Numéro : Vous avez grandi à Clichy-sous-Bois, à quel âge avez-vous rencontré Ladj Ly, le réalisateur des Misérables ?
Djebril Zonga : Nous devions avoir 15 ou 16 ans. Nous étions une toute petite troupe, Ladj faisait déjà partie du collectif Kourtrajmé, et nous nous rencontrions surtout à Clichy-sous-Bois et à Montfermeil, aux Bosquets. Je l’ai revu il y a quatre ans. J’avais déjà commencé à prendre des cours d’art dramatique et je lui ai dit : “Pense à moi si tu as un rôle.” Mais ce n’est pas à moi qu’il pensait au départ en préparant Les Misérables.
En effet, il a expliqué dans la presse qu’il vous trouvait trop beau pour ce rôle de flic.
Il m’a quand même laissé passer le casting et m’a choisi pour le court-métrage qui a été sélectionné aux César. Ensuite, quand il a développé le long-métrage, on lui a proposé de prendre des acteurs plus connus, mais il a refusé. Il a vraiment fait le film qu’il voulait faire.
“C’est génial d’avoir participé à ce film, qui est politique, qui est important… On le compare à La Haine, si on a la même longévité et si ce film marque l’époque, ce sera bien.”
Suivant la méthode de l’Actors Studio, vous êtes-vous imposé une préparation intense avant le long-métrage ?
Je me suis préparé avec un coach. Je voulais changer aussi physiquement, pas pour m’abîmer, mais pour montrer un visage différent de celui de l’ancien mannequin.

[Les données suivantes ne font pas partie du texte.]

PR #14824, opened 2026-08-14
feat(ai): knowledge base works with a Cloudflare AI Gateway provider

### LINKED ISSUE #14820: [Feature]: Knowledge base embeddings for Cloudflare AI Gateway and OpenAI-compatible providers
## Problem

Agent knowledge base embeds with the agent's own chat provider (`packages/pieces/community/ai/src/lib/actions/agents/run-agent.ts:172`). Only OpenAI, Google, Azure, Activepieces and OpenRouter have an embedding model wired up (`DEFAULT_EMBEDDING_MODELS`, `packages/pieces/community/ai/src/lib/common/ai-sdk.ts:224`).

With Cloudflare AI Gateway or Custom (OpenAI-compatible) selected: `createEmbeddingModel` throws, and the UI renders "Knowledge base requires a provider that supports embeddings" (`PROVIDER_EMBEDDING_MODELS`, `packages/web/src/features/agents/ai-model/index.tsx:24`).

No embedding-provider override exists, so a gateway-backed agent has no workaround. Blocks knowledge base for any customer centralizing keys/observability through a gateway.

Ref: Pylon 5652

## Proposed

* Cloudflare Gateway: build the embedding model over the gateway base URLs already used for chat (`/{account}/{gateway}/openai`, `/google-ai-studio`), reusing the submodel prefix map. Cloudflare proxies both providers' embedding endpoints.
* Custom / OpenAI-compatible: embedding model id in provider config, called via `/v1/embeddings`.
* Model selection needs a home: `ProviderModelConfig.modelType` is TEXT | IMAGE only (see activepieces/activepieces#14496). Either add an EMBEDDING type or a dedicated embedding-model field on provider config.
* Output must be 768-d to match `knowledge_base_chunk.embedding vector(768)`. OpenAI honors the `dimensions` param; Google `text-embedding-004` is natively 768.

## Out of scope

Per-agent choice of a different embedding provider than the chat provider.

majewskibartosz:
Fixes [GIT-1756](https://linear.app/activepieces/issue/GIT-1756)
Closes #14820

## Problem

1. A platform whose AI provider is a Cloudflare AI Gateway can never use a knowledge base. `defaultEmbeddingModel` is undefined for the gateway, so `createEmbeddingModel` throws and the builder replaces the Knowledge Base card with "requires a provider that supports embeddings, such as OpenAI or Google". No setting can change it: the agent embeds with whatever provider powers its chat model.
2. Since #14699 moved the agent step server-side, nothing produces chunk embeddings at all. Chunks are stored with a NULL vector, `search()` filters `embedding IS NOT NULL`, and `knowledgeBaseService.ingestFile` (the deleted piece-side producer's replacement) had zero callers. Every knowledge base answered "No relevant information found" for **every** provider, not just gateways.
3. Opening a Run Agent step that has no model selected yet white-screened the whole step panel.

## Fix

- `core/piece-types/ai-providers.ts` — new `aiProviderUtils.resolveEmbeddingModelId({ provider, config })`. A gateway resolves to `text-embedding-3-small` only when its configured models contain an `openai/`-prefixed id, the only zero-setup evidence that an OpenAI upstream credential is stored in Cloudflare. Drops the now-redundant `supportsEmbedding` capability field (no consumers).
- `server/utils/agent-ai-utils.ts` — gateway embeddings go through Cloudflare's OpenAI passthrough (`.../{account}/{gateway}/openai`), carrying only `cf-aig-authorization`. `/compat` is not used: Cloudflare documents chat completions there, not embeddings. Both gateway URLs now come from one helper.
- `server/api/knowledge-base.service.ts` — dead `ingestFile` replaced by `embedPendingChunks`: lists chunks with no vector, embeds in batches of 50, writes each batch back with one set-based `UPDATE ... FROM unnest(...)`, under a per-file distributed lock so concurrent searches do not each pay for the same backlog. The search path reaches this over an RPC that gives up after 60s, so each call spends at most 20s and leaves the rest for the next search. Blank chunks are skipped (they 400 at every provider).
- `server/api/ee/agent/agent-rpc-handlers.ts` — `executeKnowledgeBaseTool` embeds pending chunks before searching, restoring pre-#14699 behaviour.
- `web` — the duplicate `PROVIDER_EMBEDDING_MODELS` map is deleted; the card and the model-selector footnote both derive from the shared resolver plus the provider's own config, with a gateway-specific message and a skeleton while providers load.
- `web/agent-settings/index.tsx` — read the provider model optionally instead of off an unchecked cast, which is what crashed the panel.

## Verification

- `npm run lint-dev` clean (0 errors).
- New tests red-first against base: 6 resolver cases (`resolveEmbeddingModelId is not a function`), 2 gateway construction cases, 6 `embedPendingChunks` cases (`embedPendingChunks is not a function`). All green after the fix.
- `npm run test-unit`: engine 455, shared 460, sandbox 229, server-utils 142, core-utils 9, pieces-framework 8, web 465 passing. `packages/server/api` unit suite back to the base baseline (6 files / 18 tests failing, all pre-existing and reproduced on stashed main: `file-service-delete`, `worker-group.service`, `remove-deprecated-jobs`, `active-invariant`, `job-broker`, `machine-service`). `web`'s `chunk-reducer.test.ts` (`window is not defined`) also fails identically on base and is what the pre-push hook trips on.
- Gateway request shape asserted in unit tests: URL resolves to `https://gateway.ai.cloudflare.com/v1/{account}/{gateway}/openai/embeddings`, `cf-aig-authorization` present, no `Authorization` header, and the `providerOptions` namespace is asserted to match the SDK's own provider string so `dimensions: 768` cannot silently stop being sent.
- Ran end to end on a real stack (pgvector Postgres, `PGVECTOR_AVAILABLE=true`, real API + web, a Cloudflare Gateway provider row, a real flow with a Run Agent step). Drove the builder as a user with Playwright against the running app.

Visual: builder Run Agent panel, three states driven — gateway with an `openai/` model (card enabled), gateway with Anthropic only (gateway-specific message), and the same setup on base (old unsupported message). Light theme; the change is text and gating only.

Other affected paths: `POST /v1/knowledge-base/files/search` plus `/:id/chunks` and `/:id/store-chunks` are the orphaned half of the old piece-side dance (caller supplies its own vector); left as-is because removing public routes would be a breaking change. The piece's `createEmbeddingModel` has been dead since #14699 and is deliberately untouched, since editing the piece forces a version bump and republish for no user gain.

Product decision embedded: a gateway is offered a knowledge base only when an `openai/`-prefixed model is configured; alternative considered: always offer it and infer the upstream from the chat model prefix, rejected because an Anthropic-only gateway would 401 at search time while the UI claimed support.

Not verified: no live Cloudflare gateway was available, so the passthrough is exercised by URL/header assertions rather than a real round trip. `google-ai-studio` and `google-vertex-ai` gateway prefixes are deliberately out of scope (their passthrough needs `x-goog-api-key` injection I could not verify), as is `CUSTOM`, which has no guessable embedding model id.

<details>

## Plan

- Shared decision, per-caller construction: the embedding model id is resolved in `core-piece-types` (thin, no SDK deps) while each side builds its own client, because `@activepieces/ai-providers` is `ai@7` and the piece is `ai@6` — the split documented in `brain/ai-intelligence/ai-providers.md`.
- Gateway support is inferred from provider config rather than a new config field, so self-hosters get it with zero setup. An explicit embedding-model field is the follow-up that would also unlock `CUSTOM`.
- Ranking correctness stays with `toStorageEmbedding` (truncate + re-normalise), per the documented 1536-vs-768 gotcha, rather than trusting `dimensions` to be honoured.
- Embedding stays lazy at first search, which is exactly what the deleted piece code did — no new job type, no upload-time latency, and provider resolution already exists at that call site.
- Full plan on the Linear ticket (internal). Footprint estimate was ~11 files / ~170 lines; actual is 16 files / ~451 added, the growth being tests (216 lines) and the four review fixes below.

- Anthropic-only gateway → resolver returns undefined, card explains what to add, no runtime 401.
- Gateway with an `openai/` model but no stored OpenAI key → fails loudly at search rather than returning empty.
- Concurrent searches of the same file → per-file lock, so the backlog is embedded once.
- Blank chunk (reachable via `POST /:id/store-chunks`) → skipped instead of poisoning the file permanently.
- Large file on first search → 20s work budget per call, so the backlog drains across successive searches instead of blowing the worker's 60s RPC.
- Provider switched after chunks were embedded → vectors are not re-embedded and ranking degrades silently. Pre-existing; a real fix needs a `modelVersion` column on the chunk table, like `tool_search_index` has.

## Alternatives rejected

- Explicit embedding-model field on gateway/custom provider config → schema + provider-dialog UI + validation, and still needed only for `CUSTOM`.
- Embedding chunks at upload time → adds latency for files nobody searches and changes upload failure semantics.
- Sharing one factory across piece and server → blocked by the `ai@6`/`ai@7` boundary.
- Cloudflare `/compat/embeddings` → undocumented; the provider passthrough mirrors OpenAI's own paths and is the pattern already proven in this repo.

</details>

No API field, endpoint, column, env var, or default changes. `supportsEmbedding` is an internal TS capability field, grep-verified as never serialised and unused. Knowledge base search starting to return results is a fix to broken behaviour, not a behaviour change a self-hoster must act on.

Touches outbound HTTP and a provider credential. The gateway host is hardcoded `gateway.ai.cloudflare.com`; only path segments come from platform-admin provider config, and the `cf-aig-authorization` credential goes to that fixed host only — same construction as the existing chat branch, so no new egress surface. `Authorization` is deliberately never sent, so the stored upstream key in Cloudflare is used rather than a bogus one being forwarded to OpenAI. The new chunk read/write stays project-scoped (`listChunks({projectId, ...})`, `update({id, projectId})`) behind the handler's existing `getFileOrThrow` check, and the new log line carries ids and a count only.


majewskibartosz:
## Visual verification

Builder → Run Agent step settings, driven with Playwright against a real running instance (pgvector Postgres, real API + web, a Cloudflare AI Gateway provider row, a real flow whose agent step is set to `cloudflare-gateway` / `openai/gpt-4.1`).

| Before (this branch reverted) | After |
|---|---|
| before | after |
| "Knowledge base requires a provider that supports embeddings, such as OpenAI or Google." and the footnote reads "This provider does not support knowledge base embeddings." | "Add files or tables as knowledge sources for your agent." with the Add button, and the footnote reads "Embedding model for knowledge base: text-embedding-3-small". |

The honesty gate, same branch, gateway reconfigured with an Anthropic model only:

anthropic only

States driven: gateway with an `openai/`-prefixed model (enabled), gateway with Anthropic only (gateway-specific guidance), and the same gateway+openai setup on base code (old unsupported message). Light theme only, since the change is gating and copy.

Also covered on the way here: opening the step panel before a model is chosen used to white-screen it (`Cannot read properties of undefined (reading 'provider')`), reproduced on base and fixed in this PR, which is what made these screenshots reachable at all.

packages/server/api/src/app/knowledge-base/knowledge-base.service.ts
```diff
@@ -71,33 +75,36 @@ async function extractTextFromFile(fileBuffer: Buffer, fileName: string): Promis
...
+            fn: async () => {
+                const pending = (await this.listChunks({ projectId, knowledgeBaseFileId, embedded: false }))
+                    .filter((pendingChunk) => pendingChunk.content.trim().length > 0)
+                if (pending.length === 0) {
+                    return 0
+                }
+
+                for (let i = 0; i < pending.length; i += EMBED_BATCH_SIZE) {
+                    const batch = pending.slice(i, i + EMBED_BATCH_SIZE)
+                    const embeddings = await embedFn(batch.map((pendingChunk) => pendingChunk.content))
```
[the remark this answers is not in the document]
majewskibartosz: Confirmed and fixed in 7db6ccba83. The worker RPC client is built with a 60s timeout (`packages/server/worker/src/lib/worker.ts:101`), so an unbounded backlog could indeed outlive the call.

`embedPendingChunks` now works to a time budget: it checks `Date.now() - startedAt > EMBED_TIME_BUDGET_MS` (20s) between batches, writes what it finished, logs `embeddedCount` / `remainingCount`, and leaves the rest for the next search, which picks the backlog up where it stopped because pendingness is still just `embedding IS NULL`. 20s leaves 40s of headroom for the query embed plus the vector search in the same RPC.

Covered by a new unit test that fakes 11s per batch and asserts the call stops after 2 batches (100 of 300 chunks) instead of draining the file.

packages/server/api/src/app/knowledge-base/knowledge-base.service.ts
```diff
@@ -71,33 +75,36 @@ async function extractTextFromFile(fileBuffer: Buffer, fileName: string): Promis
...
-                    chunkIndex: i + j,
-                    metadata: { chunkIndex: i + j, totalChunks: textChunks.length },
-                })
-            }
-        }
-
-        await this.storeChunks({ projectId, knowledgeBaseFileId, chunks: allChunks })
+        return distributedLock(log).runExclusive({
+            key: `kb-embed-${knowledgeBaseFileId}`,
+            timeoutInSeconds: EMBED_LOCK_TIMEOUT_SECONDS,
```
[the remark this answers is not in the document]
majewskibartosz: Both parts fixed in 7db6ccba83.

Lock duration: `EMBED_LOCK_TIMEOUT_SECONDS` is now 60s, not 300s. With the 20s work budget the lock only has to cover a single call, so it no longer sits at the boundary.

Update fanout: the backlog path no longer goes through `storeChunks` per-row updates. It calls a new `setChunkEmbeddings`, which writes a whole batch in one statement:

```sql
UPDATE knowledge_base_chunk AS kbc
   SET embedding = incoming.embedding::vector
  FROM unnest($1::text[], $2::text[]) AS incoming(id, embedding)
 WHERE kbc.id = incoming.id
   AND kbc."projectId" = $3
```

That is one round trip per 50-chunk batch instead of 50, and it keeps the project filter on the write. `storeChunks` is back to its original form, untouched by this PR, since it serves the public `/:id/store-chunks` route rather than this path. Unit test asserts the SQL carries the `"projectId" = $3` predicate and the exact id/vector arrays.

packages/server/api/src/app/knowledge-base/knowledge-base.service.ts
```diff
@@ -71,33 +75,64 @@ async function extractTextFromFile(fileBuffer: Buffer, fileName: string): Promis
...
+                    return 0
+                }
+
+                let embeddedCount = 0
+                for (let i = 0; i < pending.length; i += EMBED_BATCH_SIZE) {
+                    if (Date.now() - startedAt > EMBED_TIME_BUDGET_MS) {
+                        break
+                    }
+                    const batch = pending.slice(i, i + EMBED_BATCH_SIZE)
+                    const embeddings = await embedFn(batch.map((pendingChunk) => pendingChunk.content))
```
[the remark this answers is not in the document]
majewskibartosz: Fixed in 6c292044d4. You are right that a pre-batch check cannot interrupt an in-flight call, so the budget is now enforced by the request itself: each batch gets `AbortSignal.timeout(remainingMs)` for whatever is left of the 20s, and `embedMany` is called with that signal.

If the signal fires mid-batch the call is aborted, and rather than failing the tool the loop keeps every batch already written and breaks (logged as `Ran out of embedding budget mid-batch`). Any non-abort error still propagates, so a genuinely broken provider is not swallowed. New unit test asserts an aborted batch surfaces rather than being silently treated as success, and the handler test now exercises the `(texts, { abortSignal })` signature.

packages/server/api/src/app/knowledge-base/knowledge-base.service.ts
```diff
@@ -71,33 +75,64 @@ async function extractTextFromFile(fileBuffer: Buffer, fileName: string): Promis
...
+    /**
+     * Called on the search path, which the worker reaches over an RPC that gives up after 60s, so a
+     * big backlog is embedded across successive searches instead of all at once: each call spends at
+     * most EMBED_TIME_BUDGET_MS, writes what it finished, and leaves the rest for the next search.
+     */
+    async embedPendingChunks(params: EmbedPendingChunksParams): Promise<number> {
         const { projectId, knowledgeBaseFileId, embedFn } = params
+        const startedAt = Date.now()
+
+        return distributedLock(log).runExclusive({
```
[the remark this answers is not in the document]
majewskibartosz: Fixed in 6c292044d4. `startedAt` now lives inside the `runExclusive` callback, so the clock starts when the lock is acquired rather than when the call entered. A caller that queued behind another embedder gets its own full 20s slice instead of a spent budget.

Worth noting the queued caller usually finds nothing to do anyway: the holder writes each batch before releasing, so the waiter re-reads `embedding IS NULL` and sees only what is genuinely left.

packages/server/api/src/app/ee/agent/agent-rpc-handlers.ts
```diff
@@ -552,6 +552,14 @@ export const agentRpcHandlers = (log: FastifyBaseLogger) => ({
...
         await knowledgeBaseService(log).getFileOrThrow({ projectId, id: input.knowledgeBaseFileId })
         const { model, providerOptions } = await agentHelpers.resolveEmbeddingModel({ platformId, log, ...spreadIfDefined('provider', input.provider) })
+        await knowledgeBaseService(log).embedPendingChunks({
+            projectId,
+            knowledgeBaseFileId: input.knowledgeBaseFileId,
+            embedFn: async (texts, { abortSignal }) => {
+                const { embeddings } = await embedMany({ model, values: texts, providerOptions, abortSignal })
+                return embeddings.map(agentAiUtils.toStorageEmbedding)
+            },
+        })
```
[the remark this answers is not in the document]
majewskibartosz: Fixed in 54e06ee9d3. Agreed that the flat "No relevant information found." is the harmful part: the agent repeats it to the user as fact.

`embedPendingChunks` now returns `{ embeddedCount, remainingCount }`, and when a search comes back empty with chunks still pending, the tool answers "No match in the part of this file indexed so far. N chunk(s) are still being indexed — searching again shortly will cover more of the file." rather than asserting the content is not there. A new handler test asserts the remaining count reaches the tool result and that the flat message is not used in that case.

On the underlying design: fully draining the backlog inside the RPC is what the first round showed cannot be done safely, and moving ingestion to a background job is a larger change than this PR (new WorkerJobType + queue wiring) — worth doing, but as its own ticket. This keeps the same lazy behaviour the piece had before #14699 while making the intermediate state legible instead of silently wrong.

packages/server/api/src/app/knowledge-base/knowledge-base.service.ts
```diff
@@ -71,33 +75,78 @@ async function extractTextFromFile(fileBuffer: Buffer, fileName: string): Promis
...
-        const textChunks = await this.extractChunks({ projectId, knowledgeBaseFileId })
-        if (textChunks.length === 0) {
-            return
-        }
+        return distributedLock(log).runExclusive({
+            key: `kb-embed-${knowledgeBaseFileId}`,
+            timeoutInSeconds: EMBED_LOCK_TIMEOUT_SECONDS,
+            fn: async () => {
+                // Budget starts here, not before the lock: a caller that queued behind another
+                // embedder must still get its own full slice of work rather than a spent clock.
```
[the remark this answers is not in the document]
majewskibartosz: Fixed in 76c89adb2a, both halves.

Lock wait: `enteredAt` is now captured before the lock and the per-batch budget is computed from it (`EMBED_TIME_BUDGET_MS - (Date.now() - enteredAt)`), so waiting and embedding share one 20s budget instead of the wait being free. The lock timeout is down to 20s, and failing to take it is no longer an error: the call logs, returns the pending count, and searches what is already indexed. A queued caller can therefore cost at most ~20s before the search proceeds, well inside the 60s RPC.

Partial results: matches returned while chunks are still pending now come back as `{ matches, note }` with the note stating how many chunks are still indexing, so a non-empty answer is no longer presented as complete coverage. Bare array when nothing is pending. Two new handler tests cover both shapes.

One note on the propagation path: the lock callback now returns `{ embedError }` instead of throwing, so a genuine embedding failure is still rethrown to the caller and only lock-acquisition failure degrades to a partial search.

packages/server/api/src/app/knowledge-base/knowledge-base.service.ts
```diff
@@ -71,33 +75,96 @@ async function extractTextFromFile(fileBuffer: Buffer, fileName: string): Promis
...
+                return { result: { embeddedCount, remainingCount } }
+            },
+        }))
 
-        const textChunks = await this.extractChunks({ projectId, knowledgeBaseFileId })
-        if (textChunks.length === 0) {
-            return
+        // Losing the race is not a failure: another call is embedding this file, so search what is
+        // already indexed rather than failing the tool or waiting past the RPC deadline.
+        if (isNil(outcome)) {
```
james-novino, line 136: **[CONFIRMED · correctness]** `tryCatch` wraps the whole `runExclusive` call, so any error thrown *inside* the critical section (`listChunks`, the `setChunkEmbeddings` UPDATE, a pgvector cast failure) is indistinguishable from failing to acquire the lock: redlock's `using` rethrows the routine's error, it lands in this `isNil(outcome)` branch, gets logged at `warn` as "Could not take the embedding lock", and the method **returns success**.

Concrete trigger: a provider that returns non-768-dim vectors makes Postgres raise `expected 768 dimensions` — every subsequent search then logs a lock-contention warning and tells the agent "N chunk(s) are still being indexed — searching again shortly", forever, while the real DB error is buried in the `lockError` log field. A `let enteredCriticalSection = false` set as `fn`'s first statement lets this branch distinguish acquisition failure (benign, fall back to search) from an in-section failure (rethrow loudly).

packages/server/api/src/app/ee/agent/agent-rpc-handlers.ts
```diff
@@ -552,6 +552,14 @@ export const agentRpcHandlers = (log: FastifyBaseLogger) => ({
         const { projectId, platformId } = conversation
         await knowledgeBaseService(log).getFileOrThrow({ projectId, id: input.knowledgeBaseFileId })
         const { model, providerOptions } = await agentHelpers.resolveEmbeddingModel({ platformId, log, ...spreadIfDefined('provider', input.provider) })
```
james-novino, line 554: **[CONFIRMED · correctness]** The embedding model here comes from the *calling step's* provider (falling back to the platform chat provider), and chunks are embedded lazily by whoever searches first — but `knowledge_base_chunk` records no producing model and `search()` has no model filter. KB files are project-scoped, so two agent steps on different providers (or an admin switching the platform provider mid-index) can embed slices of the *same file* into two unrelated vector spaces: `text-embedding-3-small` truncated to 768 and `text-embedding-004` (native 768) both fit `vector(768)`, cosine-rank together, and silently poison relevance with no error and no repair path (only NULL rows are ever re-embedded).

`tool_search_index` solved exactly this with a `modelVersion` column that every query filters on — the same pattern fits here.

packages/server/api/src/app/knowledge-base/knowledge-base.service.ts
```diff
@@ -71,33 +75,96 @@ async function extractTextFromFile(fileBuffer: Buffer, fileName: string): Promis
...
-            for (let j = 0; j < batch.length; j++) {
-                allChunks.push({
-                    content: batch[j],
-                    embedding: embeddings[j],
-                    chunkIndex: i + j,
-                    metadata: { chunkIndex: i + j, totalChunks: textChunks.length },
-                })
-            }
+        if (isNil(outcome.result)) {
+            throw outcome.embedError
```
james-novino, line 141: **[CONFIRMED · correctness]** This throw runs before the caller ever reaches `search()`, so one *permanently* un-embeddable chunk makes the whole file unsearchable forever — including its already-indexed chunks. Reachable today: `chunkCsvText` emits a lone oversized row as an unbounded chunk (the split guard requires `currentRows.length > 0`), a >8192-token chunk 400s the entire 50-chunk batch at OpenAI (non-retryable), and pending chunks are re-read in `chunkIndex` order so the same poison batch fails first on every search. `POST /:id/store-chunks` also accepts unbounded `content`. Before this PR the search path always served whatever was indexed; consider searching what is indexed and surfacing the embed failure in the result instead of failing the whole tool call.

packages/server/api/src/app/knowledge-base/knowledge-base.service.ts
```diff
@@ -71,33 +75,96 @@ async function extractTextFromFile(fileBuffer: Buffer, fileName: string): Promis
...
+
+        const { data: outcome, error: lockError } = await tryCatch(() => distributedLock(log).runExclusive({
+            key: `kb-embed-${knowledgeBaseFileId}`,
+            timeoutInSeconds: EMBED_LOCK_TIMEOUT_SECONDS,
+            fn: async (): Promise<EmbedPendingChunksOutcome> => {
+                // The lock wait counts against the budget, so a caller that queued behind another
+                // embedder cannot start a fresh slice late enough to outlive the worker's RPC.
+                const startedAt = Date.now()
+                const pending = (await this.listChunks({ projectId, knowledgeBaseFileId, embedded: false }))
+                    .filter((pendingChunk) => pendingChunk.content.trim().length > 0)
```
james-novino, line 95: **[CONFIRMED · correctness]** Blank chunks are unaccounted in both directions. (1) They are stored at ingest (`storeChunks` writes `content ?? ''`; nothing filters whitespace) and stay `embedding IS NULL` forever, so `countPendingChunks` — used on the lock-fallback path — counts them and reports "N chunk(s) are still being indexed" indefinitely on a fully-indexed file. (2) A file whose *every* chunk is blank (scanned/image-only PDF) filters to `pending.length === 0` here and returns `{embeddedCount: 0, remainingCount: 0}` — byte-identical to "fully indexed" — so the agent confidently answers "No relevant information found" for a 0%-indexable file while the UI shows a healthy chunk count. One shared non-blank pending predicate (e.g. `btrim(content) <> ''` in the WHERE) used by both the fetch and the count keeps the two paths agreeing.

packages/server/api/src/app/knowledge-base/knowledge-base.service.ts
```diff
@@ -71,33 +75,96 @@ async function extractTextFromFile(fileBuffer: Buffer, fileName: string): Promis
...
+                    if (remainingMs <= 0) {
+                        break
+                    }
+                    const batch = pending.slice(i, i + EMBED_BATCH_SIZE)
+                    // The signal is what actually enforces the budget: without it one slow provider
+                    // call started just inside the deadline could still outlive the worker's RPC.
+                    const abortSignal = AbortSignal.timeout(remainingMs)
+                    const { data: embeddings, error } = await tryCatch(() => embedFn(batch.map((pendingChunk) => pendingChunk.content), { abortSignal }))
+                    if (isNil(embeddings)) {
+                        if (!abortSignal.aborted) {
```
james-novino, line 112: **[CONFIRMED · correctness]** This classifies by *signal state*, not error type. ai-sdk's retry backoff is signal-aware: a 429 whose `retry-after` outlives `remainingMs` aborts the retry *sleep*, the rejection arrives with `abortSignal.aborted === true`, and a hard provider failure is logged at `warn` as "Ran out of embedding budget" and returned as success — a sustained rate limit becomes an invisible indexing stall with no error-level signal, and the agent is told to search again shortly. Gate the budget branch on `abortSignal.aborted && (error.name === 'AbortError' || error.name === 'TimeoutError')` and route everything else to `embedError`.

Je me suis laissé pousser la barbe, j’ai pris du poids, j’ai changé ma coupe de cheveux.
Ladj Ly vous a donc laissé la liberté de créer votre personnage ?
Oui. On a tourné pendant six semaines. En sortant, j’étais assez déçu, j’avais le sentiment d’avoir été trop en retrait, mais quand j’ai vu le résultat, j’ai compris que ma performance participait à l’équilibre du film. Ensuite, il y a eu la sélection à Cannes, et depuis, je vis une aventure humaine exceptionnelle parce que je la partage avec un pote d’enfance, et avec des gens qui sont aussi devenus des potes, Damien [Bonnard] et Alexis [Manenti]. On vit quelque chose d’énorme. C’est génial d’avoir participé à ce film, qui est politique, qui est important… On le compare à La Haine, si on a la même longévité et si ce film marque l’époque, ce sera bien.
Dans quels termes Ladj Ly avait-il évoqué le projet avec vous ?
Pour le long-métrage, il m’a juste dit : “Prépare-toi, travaille ton personnage.” J’ai passé beaucoup de temps en immersion avec un flic. J’ai échangé avec lui. Ça m’a aidé à comprendre le point de vue des policiers : peut-être qu’ils aiment leur métier, qu’ils pensent pouvoir changer les choses, mais ils ne sont pas dans les meilleures conditions pour le faire. Je me suis rendu compte qu’en banlieue, ils sont constamment confrontés à la misère. Et je pense qu’ils ne sont pas assez préparés à tout ce qu’ils vont devoir encaisser. Être flic, c’est devoir peut-être annoncer la mort d’un enfant à sa famille. Ce sont des choses qui marquent. Et le rythme de travail est dingue, la plupart d’entre eux sont souvent à bout de nerfs. Bien sûr, ça ne leur donne pas le droit de tirer au Flash-Ball dans la tête d’un enfant, mais il faut reconnaître que leurs conditions de travail ne les aident pas à être disponibles pour les personnes qu’ils sont censés protéger, car n’oublions pas que leur mission est théoriquement de nous protéger.